= Stan Flashman =

British ticket tout and football club chairman

Stanley Flashman (3 December 1936 – 21 December 1999) was a British ticket tout and football team chairman. He claimed he could obtain tickets for almost anything, from sports events to the Queen's Garden Parties at Buckingham Palace.

He claimed he sold his first ticket for a game featuring Tottenham Hotspur in 1960. He was known as Fat Stan due to being overweight all his life and, by 1975, weighed over 19 stone. He became Britain's number one ticket tout.

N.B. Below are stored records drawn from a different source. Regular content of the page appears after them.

PR #2543, opened 2021-11-14
Inline the head and the tail of the local queue while avoiding false sharing

vasilmkd:
False sharing is not a joke Jim, millions of fibers suffer every day. https://www.youtube.com/watch?v=WaaANll8h18

I ran the benchmarks twice each, and let the computer cool down between runs.

`series/3.x`:
```
WorkStealingBenchmark.scheduling  1000000  thrpt   20  11.439 ± 0.317  ops/min

WorkStealingBenchmark.scheduling  1000000  thrpt   20  11.475 ± 0.338  ops/min
```

`This PR`:
```
WorkStealingBenchmark.scheduling  1000000  thrpt   20  12.969 ± 0.350  ops/min

WorkStealingBenchmark.scheduling  1000000  thrpt   20  13.354 ± 0.277  ops/min
```

I still need to do some cleanups.

### DIFF
--- a/core/jvm/src/main/java/cats/effect/unsafe/LocalQueue.java
+++ b/core/jvm/src/main/java/cats/effect/unsafe/LocalQueue.java
@@ -19,30 +19,36 @@ package cats.effect.unsafe;
 import java.util.concurrent.atomic.AtomicIntegerFieldUpdater;
 
 @SuppressWarnings("unused")
-class HeadPadding {
-  private final int hp00 = 0;
-  private final long hp01 = 0;
-  private final long hp02 = 0;
-  private final long hp03 = 0;
-  private final long hp04 = 0;
-  private final long hp05 = 0;
-  private final long hp06 = 0;
-  private final long hp07 = 0;
-  private final long hp08 = 0;
-  private final long hp09 = 0;
-  private final long hp10 = 0;
-  private final long hp11 = 0;
-  private final long hp12 = 0;
-  private final long hp13 = 0;
-  private final long hp14 = 0;
-  private final long hp15 = 0;
-  private final long hp16 = 0;
+class ClassPadding {
+  private final int p00 = 0;
+}
+
+@SuppressWarnings("unused")
+class HeadPadding extends ClassPadding {
+  private final long p01 = 0;
+  private final long p02 = 0;
+  private final long p03 = 0;
+  private final long p04 = 0;
+  private final long p05 = 0;
+  private final long p06 = 0;
+  private final long p07 = 0;
+  private final long p08 = 0;
+  private final long p09 = 0;
+  private final long p10 = 0;
+  private final long p11 = 0;
+  private final long p12 = 0;
+  private final long p13 = 0;
+  private final long p14 = 0;
+  private final long p15 = 0;
+  private final long p16 = 0;
 }
 
 @SuppressWarnings("unused")
 class Head extends HeadPadding {
   protected static final AtomicIntegerFieldUpdater<Head> updater =
       AtomicIntegerFieldUpdater.newUpdater(Head.class, "head");
+
+  private final int p00 = 0;
 
   /**
    * The head of the queue.
@@ -73,23 +79,22 @@ class Head extends HeadPadding {
 
 @SuppressWarnings("unused")
 class TailPadding extends Head {
-  private final int tp00 = 0;
-  private final long tp01 = 0;
-  private final long tp02 = 0;
-  private final long tp03 = 0;
-  private final long tp04 = 0;
-  private final long tp05 = 0;
-  private final long tp06 = 0;
-  private final long tp07 = 0;
-  private final long tp08 = 0;
-  private final long tp09 = 0;
-  private final long tp10 = 0;
-  private final long tp11 = 0;
-  private final long tp12 = 0;
-  private final long tp13 = 0;
-  private final long tp14 = 0;
-  private final long tp15 = 0;
-  private final long tp16 = 0;
+  private final long p01 = 0;
+  private final long p02 = 0;
+  private final long p03 = 0;
+  private final long p04 = 0;
+  private final long p05 = 0;
+  private final long p06 = 0;
+  private final long p07 = 0;
+  private final long p08 = 0;
+  private final long p09 = 0;
+  private final long p10 = 0;
+  private final long p11 = 0;
+  private final long p12 = 0;
+  private final long p13 = 0;
+  private final long p14 = 0;
+  private final long p15 = 0;
+  private final long p16 = 0;
 }
 
 @SuppressWarnings("unused")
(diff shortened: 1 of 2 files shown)


vasilmkd:
Big boy `LocalQueue`:

```
cats.effect.unsafe.LocalQueue object internals:
OFF  SZ                    TYPE DESCRIPTION                              VALUE
  0   8                         (object header: mark)                    N/A
  8   4                         (object header: class)                   N/A
 12   4                     int HeadPadding.hp00                         N/A
 16   8                    long HeadPadding.hp16                         N/A
 24   8                    long HeadPadding.hp01                         N/A
 32   8                    long HeadPadding.hp02                         N/A
 40   8                    long HeadPadding.hp03                         N/A
 48   8                    long HeadPadding.hp04                         N/A
 56   8                    long HeadPadding.hp05                         N/A
 64   8                    long HeadPadding.hp06                         N/A
 72   8                    long HeadPadding.hp07                         N/A
 80   8                    long HeadPadding.hp08                         N/A
 88   8                    long HeadPadding.hp09                         N/A
 96   8                    long HeadPadding.hp10                         N/A
104   8                    long HeadPadding.hp11                         N/A
112   8                    long HeadPadding.hp12                         N/A
120   8                    long HeadPadding.hp13                         N/A
128   8                    long HeadPadding.hp14                         N/A
136   8                    long HeadPadding.hp15                         N/A
144   4                     int Head.head                                N/A
148   4                     int TailPadding.tp00                         N/A
152   8                    long TailPadding.tp16                         N/A
160   8                    long TailPadding.tp01                         N/A
168   8                    long TailPadding.tp02                         N/A
176   8                    long TailPadding.tp03                         N/A
184   8                    long TailPadding.tp04                         N/A
192   8                    long TailPadding.tp05                         N/A
200   8                    long TailPadding.tp06                         N/A
208   8                    long TailPadding.tp07                         N/A
216   8                    long TailPadding.tp08                         N/A
224   8                    long TailPadding.tp09                         N/A
232   8                    long TailPadding.tp10                         N/A
240   8                    long TailPadding.tp11                         N/A
248   8                    long TailPadding.tp12                         N/A
256   8                    long TailPadding.tp13                         N/A
264   8                    long TailPadding.tp14                         N/A
272   8                    long TailPadding.tp15                         N/A
280   4                     int Tail.tail                                N/A
284   4                     int Tail.tailPublisher                       N/A
288   8                    long LocalQueuePadding.qp16                   N/A
296   8                    long LocalQueuePadding.qp01                   N/A
304   8                    long LocalQueuePadding.qp02                   N/A
312   8                    long LocalQueuePadding.qp03                   N/A
320   8                    long LocalQueuePadding.qp04                   N/A
328   8                    long LocalQueuePadding.qp05                   N/A
336   8                    long LocalQueuePadding.qp06                   N/A
344   8                    long LocalQueuePadding.qp07                   N/A
352   8                    long LocalQueuePadding.qp08                   N/A
360   8                    long LocalQueuePadding.qp09                   N/A
368   8                    long LocalQueuePadding.qp10                   N/A
376   8                    long LocalQueuePadding.qp11                   N/A
384   8                    long LocalQueuePadding.qp12                   N/A
392   8                    long LocalQueuePadding.qp13                   N/A
400   8                    long LocalQueuePadding.qp14                   N/A
408   8                    long LocalQueuePadding.qp15                   N/A
416   4                     int LocalQueuePadding.qp00                   N/A
420   4   cats.effect.IOFiber[] LocalQueue.buffer                        N/A
424   8                    long LocalQueue.totalFiberCount               N/A
432   8                    long LocalQueue.totalSpilloverCount           N/A
440   8                    long LocalQueue.successfulStealAttemptCount   N/A
448   8                    long LocalQueue.stolenFiberCount              N/A
Instance size: 456 bytes
Space losses: 0 bytes internal + 0 bytes external = 0 bytes total
```

djspiewak:
Daaaaaamn. Okay I'm going to need a primer on what's going on here. :-P

vasilmkd:
@djspiewak

Here's an X-ray scan from before:

```
cats.effect.unsafe.LocalQueue object internals:
OFF  SZ                                        TYPE DESCRIPTION                              VALUE
  0   8                                             (object header: mark)                    N/A
  8   4                                             (object header: class)                   N/A
 12   4                                         int LocalQueue.tail                          N/A
 16   8                                        long LocalQueue.totalFiberCount               N/A
 24   8                                        long LocalQueue.totalSpilloverCount           N/A
 32   8                                        long LocalQueue.successfulStealAttemptCount   N/A
 40   8                                        long LocalQueue.stolenFiberCount              N/A
 48   1                                        byte LocalQueue.bitmap$init$0                 N/A
 49   3                                             (alignment/padding gap)                  
 52   4                       cats.effect.IOFiber[] LocalQueue.buffer                        N/A
 56   4   java.util.concurrent.atomic.AtomicInteger LocalQueue.head                          N/A
 60   4   java.util.concurrent.atomic.AtomicInteger LocalQueue.tailPublisher                 N/A
Instance size: 64 bytes
Space losses: 3 bytes internal + 0 bytes external = 3 bytes total
```

The `AtomicInteger head` and `AtomicInteger tailPublisher` are just references, the field that the actual `CAS` contention is happening is somewhere at a different location in memory. A pointer has to be followed every time these are used.

This PR inlines the volatile fields `head` and `tailPublisher` inside the `LocalQueue` itself. It uses the `AtomicIntegerFieldUpdater` mechanism to allow CAS on normal volatile fields (instead of going through `AtomicInteger`).

However, we cannot just take these fields and plop them into the class. That would create false sharing, i.e. two independent fields residing on the same cache line while different threads independently write to each variable. Each write to either field in this case invalidates the cache of the other thread, slowing everyone down.

The way to combat this is to isolate both fields in separate cache lines. It is recommended to insert padding of 128 bytes between the fields to make sure that they end up on different cache lines. (Most machines will be fine with 64 bytes padding, but our software might be running on big servers and there are only a few local queues per JVM, so it's not like we're in a situation where we have to be thrifty about this stuff and so, why take the chance).

However, we cannot just insert fields in a class from top to bottom and expect the JVM to order the fields in that order in memory. The JVM is mostly free to do whatever it wants in the name of optimization. However, it is obliged to follow one rule. Namely, the fields of a superclass always come before the fields of a subclass. This PR uses this rule to create a hierarchy of superclasses for `LocalQueue` which define:
1. 128 bytes of padding before the head field
2. The head field
3. 128 bytes of padding before the tail field
4. The tail field
5. 128 bytes of padding before the rest of the `LocalQueue` class
6. And finally the `LocalQueue` class completes this chain

Now, in whatever way the JVM orders these fields, there will always be 128 bytes of padding both before and after the head and tail fields respectively, and thus they are guaranteed to fall on a cache line which will not be shared with the other variable.

Overall, this change improves the spatial locality of `LocalQueue` (data necessary for `enqueue/dequeue` is right next to the `head/tail` in memory, instead of dereferencing an `AtomicInteger` pointer and might lead to more optimized fetching and cache transfer).

And there's no denying that we're seeing improvements.

djspiewak:
This is unbelievably cool

armanbilge:
Brilliant 😮

vasilmkd:
This PR is ready.

djspiewak (dismissed):

vasilmkd:
Rebased and fixed merge conflicts.

djspiewak (approved):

==Chairmanship of Barnet==
In 1985, he took over as chairman of struggling Barnet Football Club who were heading towards receivership. Buying the club cost him just £50,000. Almost immediately the team improved and, with Barry Fry as manager, Barnet won the Conference and promotion to the Football League in 1991. Despite Fry's success as manager, he and Flashman had their differences and Fry was regularly sacked and then reinstated by Flashman.

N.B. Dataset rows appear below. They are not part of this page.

PR #2749, opened 2022-01-12
Adds CommutativeApplicative instance for Resource.Par

skennedy:
It's my (admittedly limited!) understanding that Parallel implies CommutativeApplicative - so this adds a CommutativeApplicative instance to Resource's implicit scope (like there was for Parallel). Happy to be enlightened if this was deliberately missing for some reason...

I came across this converting code from CE2 to CE3 - the following stops compiling without this:

```
import cats.Parallel
import cats.effect.Concurrent
import cats.effect.Resource
import cats.syntax.parallel._

object Example {
  def foo[F[_]: Concurrent: Parallel, K, V1, V2](map: Map[K, V1]): Resource[F, Map[K, V2]] = {
    val op: V1 => Resource[F, V2] = ???

    map.parUnorderedTraverse(op)
  }

}
```

### DIFF
--- a/kernel/shared/src/main/scala/cats/effect/kernel/Resource.scala
+++ b/kernel/shared/src/main/scala/cats/effect/kernel/Resource.scala
@@ -1103,6 +1103,10 @@ object Resource extends ResourceFOInstances0 with ResourceHOInstances0 with Reso
 
   implicit def parallelForResource[F[_]: Concurrent]: Parallel.Aux[Resource[F, *], Par[F, *]] =
     spawn.parallelForGenSpawn[Resource[F, *], Throwable]
+
+  implicit def commutativeApplicativeForResource[F[_]: Concurrent]
+      : CommutativeApplicative[Par[F, *]] =
+    spawn.commutativeApplicativeForParallelF[Resource[F, *], Throwable]
 }
 
 private[effect] trait ResourceHOInstances0 extends ResourceHOInstances1 {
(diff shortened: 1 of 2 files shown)


vasilmkd:
Thank you for opening this PR. I will let @djspiewak have the final say on this.

In the meantime, adding the import `cats.effect.implicits._` resolves the compilation issue, as a workaround. This import brings into scope the same instance used in this PR. Hope this is helpful.

armanbilge:
Maybe it would be helpful to add some tests for this? Like we did in https://github.com/typelevel/cats-effect/pull/2375.

djspiewak (dismissed):
Nice catch! I'm in favor of including this. I think I removed it when, for a brief window, `Parallel[Resource[F, *]]` did *not* in fact imply `CommutativeApplicative`. I would like to see at least one test though.

skennedy:
Great, I'd be happy to look into tests - I guess this would be mainly a case of enabling the laws tests from #2375 but for Resource?

armanbilge:
Thanks! Yes, I'd try adding the laws tests for `Resource[PureConc, *]` in [`ParallelFSpec`](https://github.com/armanbilge/cats-effect/blob/614e98982602263d1447f3a9975be84bb4c23a67/tests/shared/src/test/scala/cats/effect/kernel/ParallelFSpec.scala). That should probably be sufficient.

armanbilge (approved):

PR #2751, opened 2022-01-13
Invalid comment in IO.Par

jmgimeno:
The doc stated that Par.apply and Par.unwrap exist as methods to convert between IO and IO.Par but this is no longer the case. 

The change removes this paragraph and replaces it with one suggesting to ways to do the conversion:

He resigned as chairman in 1993 after they had narrowly avoided bankruptcy and expulsion from the Football League.

In 1995, Barnet goalkeeper, coach and manager Gary Phillips said of Flashman, "A lot of people knock Stan and I had my run ins with him as much as anyone but at the end of the day he did save the place once. When he was good he was very, very, generous, and most of the time he looked after the lads well. Unfortunately when it went sour he, maybe, could have handled things a lot better".

==Death==
Flashman died in 1999 after a long period of suffering from Alzheimer's disease.